Güldner Christian, Zimmermann Annette P, Diogo Isabell, Werner Jochen A, Teymoortash Afshin
Department of Otorhinolaryngology, Head and Neck Surgery, Baldingerstrasse, UKGM, Marburg, Germany.
Int J Pediatr Otorhinolaryngol. 2012 Jun;76(6):822-8. doi: 10.1016/j.ijporl.2012.02.050. Epub 2012 Mar 23.
Imaging of the anterior skull base and paranasal sinuses is essential before surgery of the nose and paranasal sinuses. It is important to know individual anatomical variations to define a "dangerous ethmoid" to prevent complications such as considerable bleeding or injury to the brain. This study aimed to analyze the relevant parameters with special regard to age-dependent differences.
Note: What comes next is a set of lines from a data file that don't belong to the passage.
PR #2023, opened 2021-03-11
Search: Add index setting automation

nickdaugherty:
## Description

When index settings are determined to be inconsistent with the desired settings, automatically update the (specific) settings to keep it in sync.

### Search: Add auto-updating of index settings

This change adds support for automatically updating an index's settings to match the desired state, enabled on only a subset of sites. This provides the ability to easily control index settings both per-site and across the VIP platform.

## Checklist

## Steps to Test

1. Add a `var_dump()` to `HealthJob::check_all_indexables_settings_health()` - `var_dump( $unhealthy_indexables );` - this is a super hack but this method sends alerts to Slack / IRC which doesn't work in local dev or sandbox (need a better way to do this)
1. `wp eval "(new \Automattic\VIP\Search\HealthJob(\Automattic\VIP\Search\Search::instance()))->check_all_indexables_settings_health();"`
1. Depending on your settings, this may or may not produce any output
1. If it doesn't, you can change a setting. The easiest way is to change the value returned from `Search::filter__ep_default_index_number_of_replicas()` from `2` to anything else. Alternatively you can implement `ep_default_index_number_of_replicas` to return some other number in your theme
1. In `lib/feature/class-feature.php` change `search_indexable_settings_auto_heal` from `0.1` to `1.0` to gurantee it will be triggered on 100% environments including yours.
1. Once there is a discrepancy between what VIP Search thinks the settings should be and what they are, you'll see it in the `var_dump()` output
1. Running `wp eval "(new \Automattic\VIP\Search\HealthJob(\Automattic\VIP\Search\Search::instance()))->check_all_indexables_settings_health();"` should result in no diff.

### DIFF
--- a/search/includes/classes/class-healthjob.php
+++ b/search/includes/classes/class-healthjob.php
@@ -27,20 +27,29 @@ class HealthJob {
 
 	/**
 	 * Instance of the Health class
-	 * 
+	 *
 	 * Useful for overriding in tests via dependency injection
 	 */
 	public $health;
 
 	/**
 	 * Instance of Search class
-	 * 
+	 *
 	 * Useful for overriding (dependency injection) for tests
 	 */
 	public $search;
 
+	/**
+	 * Instance of \ElasticPress\Indexables
+	 *
+	 * Useful for overriding (dependency injection) for tests
+	 */
+	public $indexables;
+
 	public function __construct( \Automattic\VIP\Search\Search $search ) {
+		$this->search = $search;
 		$this->health = new Health( $search );
+		$this->indexables = \ElasticPress\Indexables::factory();
 	}
 
 	/**
@@ -182,7 +191,7 @@ class HealthJob {
 		}
 	}
 
-	public function heal_index_settings( array $unhealthy_indexables ) {
+	public function heal_index_settings( $unhealthy_indexables ) {
 		// If the whole thing failed, error
 		if ( is_wp_error( $unhealthy_indexables ) ) {
 			$message = sprintf( 'Error while attempting to heal index settings for %s: %s', home_url(), $unhealthy_indexables->get_error_message() );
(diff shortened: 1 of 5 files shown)


search/includes/classes/class-healthjob.php
```diff
@@ -182,7 +191,7 @@ public function process_indexables_settings_health_results( $results ) {
 		}
 	}
 
-	public function heal_index_settings( array $unhealthy_indexables ) {
```
pschoffer: array here throws a runtime error if wp_error is passed in instead of an array.

pschoffer (approved):
@nickdaugherty I added few tests and tested the code a bit. It looks fine to me and works (or at least it didn't find change after the fix:), not sure how to test more).

If my changes looks goot to me then I think we can go ahead.

nickdaugherty:
Thanks for adding those tests @pschoffer , they're great! I added another one and tweaked a few things, it should be ready to go now.

For rollout, I think we should actually turn the percentage down to 0 for this (so it doesn't run anywhere) while we ramp up the monitoring to 100%. Once we have all the monitoring in place, we'll know if any sites have inconsistent settings which will help us understand how many sites will be affected when we turn this on. What do you think?

nickdaugherty:
@pschoffer I dialed down the auto healing to 0 so we can ship this with no impact. Would you be able to test it on a sandbox next week, then deploy to staging?

tests/search/includes/classes/test-class-health.php
```diff
@@ -596,6 +596,103 @@ public function test_get_index_settings_diff_for_indexable( $actual, $desired, $
...
+	}
+
+	/**
+	 * @dataProvider heal_index_settings_for_indexable_data
+	 */
+	public function test_heal_index_settings_for_indexable( $desired_settings, $options ) {
+		// Mock search and the versioning instance
+		$mock_search = $this->getMockBuilder( Search::class )
+			->setMethods( [] )
+			->getMock();
```
pschoffer, line 645:
```suggestion
		$mock_search = $this->createMock( Search::class );
```

pschoffer (dismissed):
Looks great. I added one test simplification that I **think** should work the same:)

tests/search/includes/classes/test-class-health.php
nickdaugherty: Nice, that's much cleaner.

pschoffer (approved):

nickdaugherty:
r1438-stacks

nickdaugherty:
Release v1.22.0

PR #2024, opened 2021-03-11
Exclude basic file tests from core run

pschoffer:
## Description

These tests don't really make sense for us as they check among other
things if .md/packache files are correct. Those are core developer aimed
tests.

The current failing one is that SECURITY.md didn't have some expected line in it.

### Development Pipeline Update

We have excluded some of the core WordPress tests from running as part of our mu-plugins build pipeline to avoid false failures.


netsuso (approved):
It makes sense, :shipit: !

pschoffer:
"Deployed", but no changes to prod.

PR #2025, opened 2021-03-11
Site Details: Include plugins that are enabled sitewide

netsuso:
## Description

We are currently fetching the list of enabled plugins with `get_option( 'active_plugins' )`, but this is not taking into account plugins that are "network active" on a multisite. This PR checks also `get_site_option( 'active_sitewide_plugins' )`, and adds an extra flag `enabled_sitewide` to indicate whether a plugin is enabled network wide.

### Include sitewide plugins in site details

We keep improving the site details data we are gathering from all sites to have more information about multiple runtime variables. This time, we are including the list of plugins enabled sitewide on multisite installations, as we were only considering plugins enabled locally for a site.

## Checklist

## Steps to Test

1. Check out PR on a Go Sandbox
1. Check the output in `/chroot/tmp/logstash.log` and ensure the new field `enabled_sitewide` is present


rinatkhaziev (changes requested):
A couple of notes: 

`sitewide` is a bit confusing since in WP terminology it's called "network-wide", I think to avoid confusion we should stick to `network` because it's a well-known term, `sitewide` is ambiguous, because it's called "Multisite network" that consists of subsites.

Also, what do you think about introducing a new field have it as `enabled_via=code|network|local`? 

This would marginally improve filtering (you would only ever need to filter by this field instead of the current two).

netsuso:
> `sitewide` is a bit confusing since in WP terminology it's called "network-wide", I think to avoid confusion we should stick to `network` because it's a well-known term, `sitewide` is ambiguous, because it's called "Multisite network" that consists of subsites.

This was a retrospective, single center study of 865 patients. Data from cone beam computed tomography (CBCT) of 116 patients less than 18 years of age and 749 adult patients were analyzed. Keros type, the course of the anterior ethmoid artery, the course of the uncinate process and the angle between the lateral lamella and the cribriform of the olfactory fossa were evaluated.
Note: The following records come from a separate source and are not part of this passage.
PR #2035, opened 2021-03-17
Remove Photon srcset filter when Photon is active 

htdat:
## Description

More details about this issue is here p9GBOq-1Tz-p2

One use case for Jetpack Photon (with this constant `WPCOM_VIP_USE_JETPACK_PHOTON`) is to overcome intermediate image links after an import: 

- from https://mikey.go-vip.co/wp-content/uploads/2020/06/chickens34-2-150x150.jpg
- to https://mikey.go-vip.co/wp-content/uploads/2020/06/chickens34-1.jpg?resize=150%2C150

However, it comes with the wrong crop issues for srcset attributes of new images (after the import) as Jetpack Photon just uses `w` parameter like: 

```
srcset="https://mikey.go-vip.co/wp-content/uploads/2020/06/chickens34-2.jpg?w=150 150w, https://mikey.go-vip.co/wp-content/uploads/2020/06/chickens34-2.jpg?w=300 300w, https://mikey.go-vip.co/wp-content/uploads/2020/06/chickens34-2.jpg?w=100 100w, https://mikey.go-vip.co/wp-content/uploads/2020/06/chickens34-2.jpg?zoom=3&amp;resize=150%2C150 450w" sizes="(max-width: 150px) 100vw, 150px">
``` 

**By introducing this PR, we make sure new images still have the expected srcset like this**: 

```
https://mikey.go-vip.co/wp-content/uploads/2020/06/chickens34.jpg?resize=150,150 150w, https://mikey.go-vip.co/wp-content/uploads/2020/06/chickens34.jpg?resize=300,300 300w, https://mikey.go-vip.co/wp-content/uploads/2020/06/chickens34.jpg?resize=100,100 100w
``` 

I introduced `WPCOM_VIP_USE_JETPACK_PHOTON_WITHOUT_SRCSET` to make sure it does not break any other intentions with Jetpack Photon srcset filter. 

## Checklist

## Steps to Test

1. Add this line into vip-config.php. 

```php
define( 'WPCOM_VIP_USE_JETPACK_PHOTON', true );
``` 
2. Add a new thumbnail image. 
3. Check the srcset attribute of this image, it's using `w` parameter - not what we want.
4. Add this line  in step 1.
```php
define( 'WPCOM_VIP_USE_JETPACK_PHOTON_WITHOUT_SRCSET', true );
```
5. Check srcset again, they should use `resize` parameter.

### DIFF
--- a/a8c-files.php
+++ b/a8c-files.php
@@ -174,7 +174,13 @@ class A8C_Files {
 
 		// If Photon isn't active, we need to init the necessary filters.
 		// This takes care of rewriting intermediate images for us.
-		Jetpack_Photon::instance();
+		$jetpack_photon = Jetpack_Photon::instance();
+
+		// Remove this filter from Photon so that we can use VIP filters for srcset
+		// Filter reference: https://github.com/Automattic/jetpack/blob/26db3e436ccca3e16a62d02d95e792a81f38a1e4/projects/plugins/jetpack/class.photon.php#L85
+		if (  defined( 'WPCOM_VIP_USE_JETPACK_PHOTON_WITHOUT_SRCSET' ) && true === WPCOM_VIP_USE_JETPACK_PHOTON_WITHOUT_SRCSET ) {
+			remove_filter( 'wp_calculate_image_srcset', array( $jetpack_photon, 'filter_srcset_array' ), 10, 5 );
+		}
 
 		// Jetpack_Photon's downsize filter doesn't run when is_admin(), so we need to fallback to the Go filters.
 		// This is temporary until Jetpack allows more easily running these filters for is_admin().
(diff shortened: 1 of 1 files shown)


mikeyarce:
This looks good @htdat but it raises some questions:

Instead of fixing the `srcset` with Jetpack Photon active, could we fix VIP Go's ability to return a proper image for something like `https://mikey.go-vip.co/wp-content/uploads/2020/06/chickens34-2-150x150.jpg`?  

Would that eliminate any possible need for Jetpack's Photon to be active?   I think we want to make Jetpack optional down the road so relying less on things like this might be better in the long run.

htdat:
> Instead of fixing the srcset with Jetpack Photon active, could we fix VIP Go's ability to return a proper image for something like https://mikey.go-vip.co/wp-content/uploads/2020/06/chickens34-2-150x150.jpg?

> Would that eliminate any possible need for Jetpack's Photon to be active? I think we want to make Jetpack optional down the road so relying less on things like this might be better in the long run.

Yes, this makes sense. This is more an effort to work around the issue we're having. 
The better way forward is to not reply on Jetpack Photon for these images `chickens34-2-150x150.jpg`. I will explore this path.

htdat:
I am going to close this as I am working on another approach on https://github.com/Automattic/vip-go-mu-plugins/pull/2050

Different frequencies of the course of the uncinate process between young and adult persons could be shown: onset at the lamina papyracea 67% vs. 64%; onset at the skull base, 22% vs. 26%; and onset at the middle turbinate, 11% vs. 10%. Differences in the course of the anterior ethmoid artery could be evaluated in the same way: course at the skull base, 49% vs. 44%; free course with a distance to the skull base of less than 3mm, 11% vs. 19%; and free course with a distance to the skull base more than 3mm, 40% vs. 37%. Significant differences could be found in the frequencies of the height of the olfactory fossa: Keros type I, 28% vs. 16%; Keros type II, 51% vs. 60%; and Keros type III, 21% vs. 24%. The angle between the lateral lamella and the cribriform plate showed significant differences dependent on the course of the anterior ethmoid artery (skull base=123° vs. distance<3mm=117° vs. distance>3mm=110°) and dependent on the height of the olfactory fossa (Keros type I=135° vs. Keros type II=117° vs. Keros type III=104°). Analysis of the angle as a factor of age and Keros type showed a significant difference in Keros type I (125° vs. 132°) and Keros type II (105° vs. 110°).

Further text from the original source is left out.